In 1633 Owner served on the haven repair committee.24 Two years later, during the annual Michaelmas herring fair, he was involved in a dispute with the bailiffs of the Cinque Ports, who described him as ‘a man of turbulent spirit’. Owner refused them entry to the court which presided over the fair by ‘setting his foot across the entrance and holding his hand on the end of the bar’. When the bailiffs demanded entry, Owner is said to have replied, ‘with much heat and scornful language’, that ‘the same question had cost men’s lives heretofore’. Although Owner escaped punishment, the earl of Arundel, to whom the bailiffs complained, upheld the rights of the Cinque Ports’ representatives to take their places on the court bench.25

Elected to the Short and the Long parliaments, Owner supported the parliamentarian cause during the First Civil War, took the oath of loyalty to the 3rd earl of Essex, and apparently absented himself after Pride’s Purge. He was instrumental in establishing a charity for a Yarmouth Bridewell and the relief of its poor, donating the first £1,500 with the aim of securing the charity an annual income of £500.26 His wife, Elizabeth, was the executrix and main beneficiary of his will.

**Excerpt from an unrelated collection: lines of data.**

PR #1835, opened 2026-08-18
fix(datasource-customizer): reject malformed binary filter values instead of crashing

Tonours:
## What

A `Binary` column filtered or written with a malformed value now raises `ValidationError` instead of crashing or converting the wrong bytes.

| Input | Before | After |
| --- | --- | --- |
| `'Anthony'` on a datauri column | `TypeError`, untyped → 500 | `ValidationError` |
| `'Anthony'` on a hex column (every Binary PK/FK) | **empty buffer, wrong results, no error** | `ValidationError` |
| `'data:text/plain,hello'` | decoded to garbage (`85e965`) | `ValidationError` |
| `42` | `TypeError`, untyped → 500 | `ValidationError` |

## Why

`convertScalar` assumed its input was always a well-formed datauri or hex string. It isn't: the value comes from a filter or a record patch, so anything can arrive.

`Buffer.from('Anthony'.split(',')[1], 'base64')` throws a raw `TypeError` — no HTTP status, so it surfaces as a generic 500 and the caller never learns what to send instead.

The hex branch was worse than the crash: `Buffer.from` never throws on bad hex, it stops at the first invalid character. `'Anthony'` yields an **empty buffer**, so a filter on a Binary primary key silently queried for an empty blob and returned wrong results with no error at all. `shouldUseHex` defaults to true for every primary and foreign key, so that was the common path.

## How

- a `Buffer` passes through untouched: it needs no conversion, and `Buffer.from(buf, 'hex')` already returned it verbatim
- any other non-string value rejected up front instead of being cast
- datauri branch delegates to the toolkit's `parseDataUri`, dropping a hand-rolled split that missed its hardening
- hex branch gets `HEX_BYTES` = `/^([0-9a-f]{2})+$/i` — odd lengths included, since `Buffer.from('303','hex')` silently drops a digit
- `replaceValidation` now advertises that same `HEX_BYTES`. It used to advertise `/^[0-9a-f]+$/`, which disagreed with the parser in both directions: `'303'` passed frontend validation then 400'd, and `'0F'` was blocked by the frontend though the backend accepts it
- rejected values are truncated to 32 characters in the message, like `parseDataUri` does — a `ValidationError` message is returned verbatim to the client

Tests assert the message (not just the class) and that the underlying collection was never called.

## Heads-up: writes are stricter too

`create`/`update` go through the same conversion. Three datauri forms that previously reached the database now raise: a raw comma in a `name=` media type, `data:base64,…` with no semicolon, and uppercase `BASE64` (`parseDataUri` is case-sensitive, RFC 2397 is not).

A raw `Buffer` is **not** affected: on a hex column it used to round-trip through `Buffer.from(buf, 'hex')`, and it still does. That is the `Buffer.isBuffer` passthrough above.

These rules come from `parseDataUri`, which already applies them to the S3 plugin's write path. If the uppercase form matters, fix it there for every caller rather than special-casing this decorator.

## Test

```bash
yarn workspace @forestadmin/datasource-customizer test -- test/decorators/binary/collection.test.ts
```

Also verified against a live agent: the same filter went from an opaque 500 to a 400 naming the expected format.

## Known limitation

`convertValueHelper` guards with `if (value)`, so `''`, `0` and `false` still bypass the conversion entirely and reach the connector unconverted. That predates this PR and is unchanged here; `Equal ''` on a Binary column can still produce the 500 class this PR narrows. Left out to keep the diff to the reported crash.

### General

### Security

### DIFF
--- a/packages/datasource-customizer/src/decorators/binary/collection.ts
+++ b/packages/datasource-customizer/src/decorators/binary/collection.ts
@@ -20,7 +20,7 @@ import {
   CollectionDecorator,
   SchemaUtils,
   TypeGetter,
-  ValidationError,
+  parseDataUri,
 } from '@forestadmin/datasource-toolkit';
 import { filetypemime } from 'magic-bytes.js';
 
@@ -252,15 +252,7 @@ export default class BinaryCollectionDecorator extends CollectionDecorator {
 
       if (useHex) return Buffer.from(string, 'hex');
 
-      const payload = string.split(',')[1];
-
-      if (payload === undefined) {
-        throw new ValidationError(
-          `Expected a data uri of the form "data:<mime>;base64,<payload>", received "${string}"`,
-        );
-      }
-
-      return Buffer.from(payload, 'base64');
+      return parseDataUri(string).buffer;
     }
 
     const buffer = value as Buffer;
--- a/packages/datasource-customizer/src/decorators/binary/collection.ts
+++ b/packages/datasource-customizer/src/decorators/binary/collection.ts
@@ -259,6 +259,8 @@ export default class BinaryCollectionDecorator extends CollectionDecorator {
     value: unknown,
   ): Promise<unknown> {
     if (toBackend) {
+      if (Buffer.isBuffer(value)) return value;
+
       if (typeof value !== 'string') {
         throw new ValidationError(
           `Expected a string for a binary field, got ${typeof value}: ${JSON.stringify(value)}`,
--- a/packages/datasource-customizer/src/decorators/binary/collection.ts
+++ b/packages/datasource-customizer/src/decorators/binary/collection.ts
@@ -25,6 +25,8 @@ import {
 } from '@forestadmin/datasource-toolkit';
 import { filetypemime } from 'magic-bytes.js';
 
+const HEX_BYTES = /^([0-9a-f]{2})+$/i;
+
 /**
  * As the transport layer between the forest admin agent and the frontend is JSON-API, binary data
  * is not supported.
@@ -244,7 +246,7 @@ export default class BinaryCollectionDecorator extends CollectionDecorator {
   }
 
   private parseHex(value: string): Buffer {
-    if (!/^([0-9a-f]{2})*$/i.test(value)) {
+    if (!HEX_BYTES.test(value)) {
       throw new ValidationError(
         `Expected an even-length hex string for a binary field, got "${value}"`,
       );
@@ -306,7 +308,7 @@ export default class BinaryCollectionDecorator extends CollectionDecorator {
       const maxLength = schema.validation?.find(v => v.operator === 'ShorterThan')?.value as number;
 
       if (this.shouldUseHex(name)) {
-        validation.push({ operator: 'Match', value: /^[0-9a-f]+$/ });
+        validation.push({ operator: 'Match', value: HEX_BYTES });
         if (minLength) validation.push({ operator: 'LongerThan', value: minLength * 2 + 1 });
         if (maxLength) validation.push({ operator: 'ShorterThan', value: maxLength * 2 - 1 });
       } else {
--- a/packages/datasource-customizer/src/decorators/binary/collection.ts
+++ b/packages/datasource-customizer/src/decorators/binary/collection.ts
@@ -248,7 +248,7 @@ export default class BinaryCollectionDecorator extends CollectionDecorator {
   private parseHex(value: string): Buffer {
     if (!HEX_BYTES.test(value)) {
       throw new ValidationError(
-        `Expected an even-length hex string for a binary field, got "${value}"`,
+        `Expected a hex string of full bytes for a binary field, got "${value.slice(0, 32)}"`,
       );
     }
 
@@ -265,7 +265,9 @@ export default class BinaryCollectionDecorator extends CollectionDecorator {
 
       if (typeof value !== 'string') {
         throw new ValidationError(
-          `Expected a string for a binary field, got ${typeof value}: ${JSON.stringify(value)}`,
+          `Expected a string for a binary field, got ${typeof value}: ${JSON.stringify(
+            value,
+          )?.slice(0, 32)}`,
         );
       }
 
--- a/packages/datasource-customizer/src/decorators/binary/collection.ts
+++ b/packages/datasource-customizer/src/decorators/binary/collection.ts
@@ -20,6 +20,7 @@ import {
   CollectionDecorator,
   SchemaUtils,
   TypeGetter,
+  ValidationError,
   parseDataUri,
 } from '@forestadmin/datasource-toolkit';
 import { filetypemime } from 'magic-bytes.js';
@@ -242,17 +243,31 @@ export default class BinaryCollectionDecorator extends CollectionDecorator {
     return value;
   }
 
+  private parseHex(value: string): Buffer {
+    if (!/^([0-9a-f]{2})*$/i.test(value)) {
+      throw new ValidationError(
+        `Expected an even-length hex string for a binary field, got "${value}"`,
+      );
+    }
+
+    return Buffer.from(value, 'hex');
+  }
+
   private async convertScalar(
     toBackend: boolean,
     useHex: boolean,
     value: unknown,
   ): Promise<unknown> {
     if (toBackend) {
-      const string = value as string;
+      if (typeof value !== 'string') {
+        throw new ValidationError(
+          `Expected a string for a binary field, got ${typeof value}: ${JSON.stringify(value)}`,
+        );
+      }
 
-      if (useHex) return Buffer.from(string, 'hex');
+      if (useHex) return this.parseHex(value);
 
-      return parseDataUri(string).buffer;
+      return parseDataUri(value).buffer;
     }
 
     const buffer = value as Buffer;
--- a/packages/datasource-customizer/src/decorators/binary/collection.ts
+++ b/packages/datasource-customizer/src/decorators/binary/collection.ts
@@ -16,7 +16,12 @@ import type {
   RecordData,
 } from '@forestadmin/datasource-toolkit';
 
-import { CollectionDecorator, SchemaUtils, TypeGetter } from '@forestadmin/datasource-toolkit';
+import {
+  CollectionDecorator,
+  SchemaUtils,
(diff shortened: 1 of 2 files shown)


packages/datasource-customizer/src/decorators/binary/collection.ts
```diff
@@ -237,15 +243,31 @@ export default class BinaryCollectionDecorator extends CollectionDecorator {
     return value;
   }
 
+  private parseHex(value: string): Buffer {
+    if (!/^([0-9a-f]{2})*$/i.test(value)) {
```
nbouliol: The advertised `Match` on hex fields is still `/^[0-9a-f]+$/` (`replaceValidation`, l.305), so `'303'` passes frontend validation and then 400s here, while `'AB'` is the reverse — align that regex to `/^([0-9a-f]{2})+$/i` as well?

nbouliol (commented):
Solid diagnosis, and the silent-empty-buffer case was worth catching. Two things I'd like to settle before approving: the advertised hex `Match` in `replaceValidation` now disagrees with `parseHex` in both directions, and a `Buffer` value on a hex column used to round-trip and now 400s without the Heads-up mentioning it. The rest is smaller. Two comments are anchored on the closest line inside the diff rather than the exact one they discuss (`replaceValidation` l.305 and `convertValueHelper` l.216 are outside the hunks).

packages/datasource-customizer/src/decorators/binary/collection.ts
```diff
@@ -237,15 +243,31 @@ export default class BinaryCollectionDecorator extends CollectionDecorator {
...
+      throw new ValidationError(
+        `Expected an even-length hex string for a binary field, got "${value}"`,
```
nbouliol: Could we slice the value like `parseDataUri` does (32 chars)? A multi-MB filter value lands verbatim in the message and the logs here, and `JSON.stringify` at l.264 dumps every byte of a Buffer. Also "even-length hex string" reads oddly for `'zzzz'`.

packages/datasource-customizer/src/decorators/binary/collection.ts
```diff
@@ -237,15 +243,31 @@ export default class BinaryCollectionDecorator extends CollectionDecorator {
...
+
+    return Buffer.from(value, 'hex');
+  }
+
   private async convertScalar(
     toBackend: boolean,
     useHex: boolean,
     value: unknown,
   ): Promise<unknown> {
     if (toBackend) {
```
nbouliol, line 263: `convertValueHelper`'s `if (value)` short-circuits, so `0`, `false` and `''` still slip past this guard unconverted — worth widening it?

packages/datasource-customizer/src/decorators/binary/collection.ts
```diff
@@ -237,15 +243,31 @@ export default class BinaryCollectionDecorator extends CollectionDecorator {
...
-      const string = value as string;
+      if (typeof value !== 'string') {
```
nbouliol, line 266: `Buffer.from(buf, 'hex')` used to return a copy, so programmatic writes and filters passing raw bytes for a Binary PK worked and now 400 — could `Buffer.isBuffer(value)` pass through?

packages/datasource-customizer/test/decorators/binary/collection.test.ts
```diff
@@ -238,6 +239,66 @@ describe('BinaryCollectionDecorator', () => {
     });
   });
 
+  describe('list filtering a binary column with a value that is not a data uri', () => {
```
nbouliol: What about `it.each` over `[field, value, matcher]` here — the four bodies are the same four lines?

packages/datasource-customizer/test/decorators/binary/collection.test.ts
```diff
@@ -238,6 +239,66 @@ describe('BinaryCollectionDecorator', () => {
...
+    it('should reject the filter instead of crashing on an undefined base64 payload', async () => {
```
nbouliol: This asserts only the class, so any ValidationError passes — match `/must be a data uri/` like its sibling below (same at l.294)?

packages/datasource-customizer/test/decorators/binary/collection.test.ts
```diff
@@ -238,6 +239,66 @@ describe('BinaryCollectionDecorator', () => {
...
+        conditionTree: new ConditionTreeLeaf('id', 'Equal', 'Anthony'),
+      });
+
+      await expect(decoratedBook.list(caller, filter, new Projection('id'))).rejects.toThrow(
+        /even-length hex string/,
+      );
+      expect(books.list).not.toHaveBeenCalled();
+    });
+
+    it('should reject an odd-length hex string, which silently drops its last digit', async () => {
```
nbouliol: The three neighbours also assert `books.list` was never called — worth adding it here?

packages/datasource-customizer/src/decorators/binary/collection.ts
Tonours: Done in a3f2a36 — `replaceValidation` now pushes the same `HEX_BYTES` constant the parser uses, so the two cannot drift again. You were right in both directions: `'303' passed the advertised `Match` then 400d here, and `'0F'/`'ABCD'` were blocked by the frontend though the backend accepts them. I kept `+` rather than `*` for the advertised regex so the empty string stays rejected there as before.

packages/datasource-customizer/src/decorators/binary/collection.ts
Tonours: Done in 8b78e1b — `value.slice(0, 32)` on the hex branch and a sliced `JSON.stringify` on the non-string one, matching `parseDataUri`. Worth noting the message is returned verbatim to the client for a `ValidationError`, so this was a response-size issue too, not only a log one. Also renamed to "hex string of full bytes", which reads correctly for `'zzzz'`. Covered by a test asserting the truncation at 32 chars.

packages/datasource-customizer/src/decorators/binary/collection.ts
Tonours: Verified and left alone, deliberately. `if (value)` predates this PR (identical on main), and it does let `''`, `0` and `false` through unconverted on both branches — so `Equal ''` can still hit the 500 class this PR narrows. It is a real gap, but a wider one than the reported crash, so I documented it as a Known limitation in the PR body rather than widening the diff. Happy to take it in a follow-up.

Side effect worth knowing: it also makes `parseHex`s acceptance of the empty string unreachable, so no empty Buffer is ever produced there.

packages/datasource-customizer/src/decorators/binary/collection.ts
Tonours: Good catch, and it was the worst finding here. Confirmed: `Buffer.from(buf, 'hex')` ignores the encoding and copies the bytes, so a raw `Buffer` on a hex column worked before and my guard broke it — on every Binary PK/FK, i.e. the common path. Fixed in 96ed52d with `Buffer.isBuffer(value)` returning early, plus a test asserting the buffer reaches the child collection unchanged. The datauri branch never worked for a Buffer (`string.split is not a function`), so only hex regressed. The PR bodys Heads-up now says so explicitly.

packages/datasource-customizer/test/decorators/binary/collection.test.ts
Tonours: Done in 8b78e1b — collapsed into one `it.each` over `[field, value, matcher]`. You were right that the precedent exists: `parse-query.test.ts:51` has a near-identical reject-table, and 5 files in this package use it.

packages/datasource-customizer/test/decorators/binary/collection.test.ts
Tonours: Done — both class-only assertions are gone. The data-uri one now matches `/must be a data uri/` via the `it.each` table, and the `create` one asserts `'Expected a string for a binary field, got number: 42'`.

packages/datasource-customizer/test/decorators/binary/collection.test.ts
Tonours: Added — every case in the table now asserts `books.list` was never called, which is the assertion that actually proves the guard fires before the datasource is queried.

packages/datasource-customizer/src/decorators/binary/collection.ts
```diff
@@ -16,9 +16,17 @@ import type {
...
+import {
+  CollectionDecorator,
+  SchemaUtils,
+  TypeGetter,
+  ValidationError,
+  parseDataUri,
+} from '@forestadmin/datasource-toolkit';
 import { filetypemime } from 'magic-bytes.js';
 
+const HEX_BYTES = /^([0-9a-f]{2})+$/i;
```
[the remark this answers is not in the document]
Tonours: Checked this one end-to-end and it does not reproduce — `convertScalar` is never reached with `""`, so `parseHex` never throws on it.

`convertValueHelper` guards the whole conversion with `if (value)` (l.220). `""` is falsy, so an empty hex string short-circuits and is returned as-is, before `columnType === 'Binary'` is even tested. The `parseHex` rejection of `""` is unreachable from create, update and filter alike.

Drove both directions through the decorator to confirm, rather than reading it off the source:

- read: child returns `{ id: Buffer.alloc(0) }` → decorator emits `{"id":""}`, no throw
- write: `create` with `{ id: '' }` → reaches the child collection as `{"id":""}`, no throw

So `+` vs `*` changes nothing for the empty value, and switching to `*` would loosen the `Match` that `replaceValidation` advertises to the frontend, where the empty string is rejected today and was before this PR. That is a real behavior change, in the wrong direction, for a crash that cannot happen.

There is a genuine bug hiding behind this, but it is not the regex: because of that same `if (value)`, `""` reaches the connector as an **empty string rather than an empty Buffer** — unconverted. That is the round-trip gap. It predates this PR (identical on `main`), affects `''`, `0` and `false` on both branches, and is written up as a Known limitation in the PR body. Widening it is a bigger diff than the reported crash, so it stays for a follow-up.

Leaving `HEX_BYTES` as `/^([0-9a-f]{2})+$/i`.

Tonours:
All review threads are answered and the branch is green

nbouliol (approved):

PR #1838, opened 2026-08-19
feat(agent-bff): serve the agent schema contract on GET /agent/v1/context

Tonours:
fixes PRD-944

## What

New route `GET /agent/v1/context`, declared in the served OpenAPI document. Serves the allow-listed agent schema so a trusted UI can build its own requests.

```json
{ "collections": [ { "name": "articles",
    "fields": [ { "field": "id", "type": "Uuid", "isPrimaryKey": true },
                { "field": "status", "type": "Enum", "enums": ["DRAFT","PUBLISHED"] },
                { "field": "thumbnail", "type": "String",
                  "validations": [{ "type": "is like", "value": "/^data:.*;base64,.*/" }] },
                { "field": "orders", "type": "String", "relationship": "HasMany",
                  "reference": "orders.customerId", "inverseOf": "customer" } ],
    "actions": [ { "id": "…", "name": "Ban user", "type": "single", "fields": [ … ] } ] } ],
  "meta": { "schemaRevision": 3, "environmentId": 42 } }
```

Both auth modes reach it — an OAuth session and a BFF API key get the same document, since the schema is not caller-scoped. No timezone required.

## Why

The client needs the schema to know which collections exist, which fields are filterable text, which actions take records. Today it gets that from the Forest SaaS directly, which means a SaaS token in the browser. The BFF already caches this schema for its own data routes.

## How

- reads `SchemaCache` (raw schema), not `ReadModel` (a projection that drops most field metadata)
- `ReadModelStore.getSchemaSnapshot()` returns `{collections, readModel, revision}` in one step, so collections and the read-model filtering them always belong to the same generation
- mounted **before** `createTimezoneMiddleware`, which otherwise rejects any `/agent` request without a timezone

Field types are passed through verbatim. A `Binary` column is advertised as `String` — that is what it is on the wire, bytes travel as a data uri or hex — so `validations` is the only reliable way to tell an encoded field from plain text. `relationship` and `polymorphicTargets` tell a to-one from a to-many, which `reference` alone cannot.

## Scope

No AI relay (`POST /agent/v1/ai/query`) — separate PR. No rendering/project/team identity. Per-field operators stay out (PRD-685).

## Known limitation

`meta.schemaRevision` is a process-local counter, reset on restart: a redeploy shipping a schema change can reproduce a previous value. Matters only if a consumer uses it to invalidate a cache.

## Test

```bash
```

1121 tests. One fixture pins every edge the wire produces: array and composite types, relations with and without `inverseOf`, polymorphic, the three action types, an endpoint-less action, `enums: null`, falsy defaults, malformed validations, dotted and spaced collection names.

### General

### Security


packages/agent-bff/src/context/build-context.ts
```diff
@@ -0,0 +1,146 @@
...
+    .map(entry =>
+      'value' in entry ? { type: entry.type, value: entry.value } : { type: entry.type },
+    );
+}
+
+function toContextField(field: FieldWithWireEnums): ContextField {
+  const serialized: ContextField = { field: field.field, type: field.type };
+
+  if (field.reference) serialized.reference = field.reference;
+  if (field.inverseOf) serialized.inverseOf = field.inverseOf;
```
nbouliol, line 84: `relationship` and `polymorphicReferencedModels` are dropped, so a polymorphic relation serializes identically to a plain `String` column and a consumer can't tell to-one from to-many — `readModel.getRelationTarget()` already returns the `{type, target|targets}` shape here.

packages/agent-bff/src/context/build-context.ts
```diff
@@ -0,0 +1,146 @@
...
+export interface AgentContext {
+  collections: ContextCollection[];
+  meta: ContextMeta;
+}
+
+function toArray<T>(value: T[] | null | undefined): T[] {
+  return Array.isArray(value) ? value : [];
+}
+
+type FieldWithWireEnums = ForestSchemaField & { enums?: string[] };
```
nbouliol, line 64: `ForestSchemaField` declares `enum`, the agent emits `enums` — fixing the type upstream in `forestadmin-client` would drop this intersection and the `as unknown as` cast in the fixture.

packages/agent-bff/src/context/build-context.ts
```diff
@@ -0,0 +1,146 @@
...
+}
+
+export default function buildContext(
+  collections: ForestSchemaCollection[],
+  readModel: ReadModel,
+  meta: ContextMeta,
+): AgentContext {
+  return {
+    collections: collections
+      .filter(collection => readModel.isCollectionAllowed(collection.name))
```
nbouliol: `readModel` is built from these very collections in `getSchemaSnapshot`, so this filter can never drop one — and the test covering it fabricates a divergence the store can't produce.

packages/agent-bff/src/context/context-routes-middleware.ts
```diff
@@ -0,0 +1,43 @@
...
+}
+
+async function readSnapshot(store: ReadModelStore): Promise<SchemaSnapshot> {
+  try {
+    return await store.getSchemaSnapshot();
+  } catch (error) {
+    if (error instanceof SchemaUnavailableError) throw schemaUnavailable();
+    throw error;
+  }
+}
```
nbouliol: `resolveReadModel` in `http/agent-route-helpers.ts` is the same try/catch mapping — what about a second export there rather than a private copy?

packages/agent-bff/src/openapi/schemas.ts
```diff
@@ -143,6 +143,85 @@ export const CountResponseSchema = z
...
+      'present`, `is longer than`, …) and `value` is passed through unchanged, so its shape ' +
+      'follows the rule: a number for a length rule, a date for a comparison. On `is like` it is ' +
+      'the JavaScript **literal** form of the regular expression — slashes included, and flags ' +
+      'after the closing one (`/^data:.*;base64,.*/`, but also `/^a|b|c$/g`). Parse it as a ' +
+      'literal, splitting on the LAST slash to separate pattern from flags; stripping the outer ' +
+      'characters instead leaves the flags inside the pattern, which then matches nothing. A ' +
+      'rule with no operand carries no `value`.',
+  });
+
+const ContextFieldSchema = z.object({
```
nbouliol, line 186: `ContextField` in `build-context.ts` restates this shape with nothing tying the two together — `z.infer<typeof ContextFieldSchema>` would keep them from drifting.

packages/agent-bff/src/openapi/schemas.ts
```diff
@@ -143,6 +143,85 @@ export const CountResponseSchema = z
...
+    description:
+      'Everything the agent schema exposes: collection names, typed fields with their relation ' +
+      'markers, and the custom actions that carry an endpoint. Field types are passed through ' +
+      'from the agent wire format, so a type is a string, an array of types, or a composite ' +
+      'object. A `Binary` column is advertised as `String`, because that is what it is on the ' +
+      'wire — the bytes travel as a data uri or as hex — so `type` alone does not tell a text ' +
+      'field from an encoded one: read `validations` for that. `reference` keeps the raw agent ' +
+      'form, the foreign collection and the key joined by a dot — the collection name may itself ' +
+      'contain dots, so drop only the trailing segment to recover it. ' +
+      'The document carries no rendering, environment, project or team identity. It is NOT ' +
```
nbouliol: This denies carrying environment identity two lines before documenting `meta.environmentId` — worth reconciling, it's the only description a consumer reads.

packages/agent-bff/src/openapi/openapi-document.ts
```diff
@@ -288,6 +289,27 @@ export function generateOpenApiDocument(version: string, unfolding?: Unfolding):
...
+      200: {
+        description: 'The exposed schema: collections, typed fields, relations and actions',
+        content: { 'application/json': { schema: ContextResponseSchema } },
+      },
+      400: errorRefs.byStatus['400'],
+      401: errorRefs.byStatus['401'],
+      403: errorRefs.byStatus['403'],
+      500: errorRefs.byStatus['500'],
+      501: errorRefs.byStatus['501'],
+      503: errorRefs.byStatus['503'],
```
nbouliol, line 308: 501 only comes from the action-execute mapper, so this route can't return it — and if the 400 is there for the shared bodyParser, 413/415 come from the same place.

nbouliol (commented):
Solid work — the snapshot seam is the right call, and the fixture pins a genuinely wide set of wire edges. One blocking point on the relation metadata, plus a few smaller things.

packages/agent-bff/src/context/build-context.ts
Tonours: Confirmed and fixed in dda999635 — you were right that it was blocking. Reproduced before the fix: a polymorphic relation serialized to `{"field":"poly","type":"String"}`, byte-identical to a plain text column, and a HasMany was indistinguishable from a BelongsTo since both carried only `reference`.

The contract now carries `relationship` (the four `RelationshipType` values) and `polymorphicTargets`. That also repaired my own rationale for `inverseOf`: I added it for the relation route, which only exists for to-many relations — without `relationship` a consumer had to guess which side it was on.

packages/agent-bff/src/context/build-context.ts
Tonours: Right on the facts — `readModel` comes from `getSchemaSnapshot()`, which builds it from the very array it returns, and `ReadModel`'s constructor adds every `collection.name` to its set. So the filter drops nothing in production, and the test at build-context.test.ts:203 fabricates a pair the store cannot produce.

Keeping it deliberately, as a guard rather than a filter: if the two sources ever diverge, serializing a collection the read-model doesn't know would be worse than an over-cautious no-op. I removed the OpenAPI wording that oversold it as curation — the description now says the document is not filtered by anything.

packages/agent-bff/src/context/context-routes-middleware.ts
Tonours: Done in dda999635 — added `resolveSchemaSnapshot` next to `resolveReadModel` in `http/agent-route-helpers.ts` and dropped the private copy. Same try/catch, same SchemaUnavailableError → 503 mapping, one place.

packages/agent-bff/src/openapi/schemas.ts
Tonours: Fixed in f86f1859c. It read "carries no rendering, environment, project or team identity" and then documented `meta.environmentId` four lines down — plainly contradictory. Now: "no rendering, project or team identity, and the only environment datum is `meta.environmentId` below".

packages/agent-bff/src/openapi/openapi-document.ts
Tonours: Half right, and I checked both halves.

413/415 added in f86f1859c — you're right, same shared bodyParser as the 400.

501 I'm keeping, because it is reachable on this route: when the read-model bundle is absent (no `FOREST_SERVER_URL`/`FOREST_ENV_SECRET`), `buildContextMiddlewares` returns `[]`, the request falls through to `createAgentStubMiddleware` (cli-core.ts:309) and gets `501 not_implemented`. So the action-execute mapper isn't its only source. The 403 is gone though — the route no longer refuses api keys.

packages/agent-bff/src/context/build-context.ts
Tonours: Agreed on the diagnosis: `ForestSchemaField` declares `enum`, the agent emits `enums` (generator-fields.ts:71, generator-actions.ts:45), and `unfolding.ts:80` already works around the same gap.

Not doing it in this PR though — fixing the declared type in `forestadmin-client` changes a published type for every consumer of that package, which is a wider blast radius than a BFF route deserves to carry. Worth its own ticket; I'll open one. Until then the intersection type is named `FieldWithWireEnums` so the reason is visible at the use site rather than hidden in a cast.

packages/agent-bff/src/openapi/schemas.ts
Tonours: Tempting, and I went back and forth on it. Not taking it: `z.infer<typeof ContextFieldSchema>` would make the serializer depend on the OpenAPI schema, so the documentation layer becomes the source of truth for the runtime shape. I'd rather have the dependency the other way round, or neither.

She received properties in Yarmouth and a tenement in Fritton, Suffolk. After her death these devolved upon Owner’s son-in-law, John Brinsley.27 Owner was buried in St. Nicholas’s Church, Great Yarmouth on 15 Aug. 1650.28 No further member of the family sat in Parliament.

Ref Volumes: 1604-1629

Author: Chris Kyle

Notes

  • 1. Norf. RO, Gt. Yarmouth par. reg.; Add. 34559, f. 35.
  • 2. Cal. Yarmouth Freemen, 49.
  • 3. Norf. RO, Y/C18/1, f. 99r-v.
  • 4. Ibid. ff. 100v-102, 110v.
  • 5. Ibid. Y/C19/5, f. 52.
  • 6. Norf. RO, Y/C2/12; Y/C18/4, ff. 67-76v. The 1608 charter turned members of the Forty-Eight into common cllrs.
  • 7. Norf. RO, Y/C19/5, f. 122v.
  • 8. Ibid. ff. 155, 258v; Y/C18/1. f. 110v.
  • 9. Ibid. Y/C18/1, ff. 102v, 107v, 112, 118.
  • 10. Ibid. ff. 102v-119.
  • 11. C212/22/20-1, 23.
  • 12. Norf. RO, Y/C19/6, f. 55.
  • 13. C181/4, f. 50.
  • 14. A. and O. i. 623, 641, 972, 1089, 1240; ii. 40, 305.
  • 15. Ibid. i. 497.
  • 16. Norf. RO, Y/C19/5, f. 139.
  • 17. Ibid. f. 211v.
  • 18. Ibid. f. 230.
  • 19. Ibid. f. 234.
  • 20. CJ, i. 531a, 611b.
  • 21. Norf. RO, Y/C19/5, f. 244.
  • 22. Ibid. f. 248.
  • 23. Ibid. f. 331.
  • 24. Ibid. Y/C19/6, f. 269.
  • 25. H. Swinden, Hist. Gt. Yarmouth, 229-31; F. Blomefield, Hist. Norf. xi. 351.
  • 26. J.B. Whitehead, Hist. Gt. Yarmouth G.S. 32.
  • 27. PROB 11/218, f. 296.
  • 28. Gt. Yarmouth par. reg.; Y/C39/2, unfol.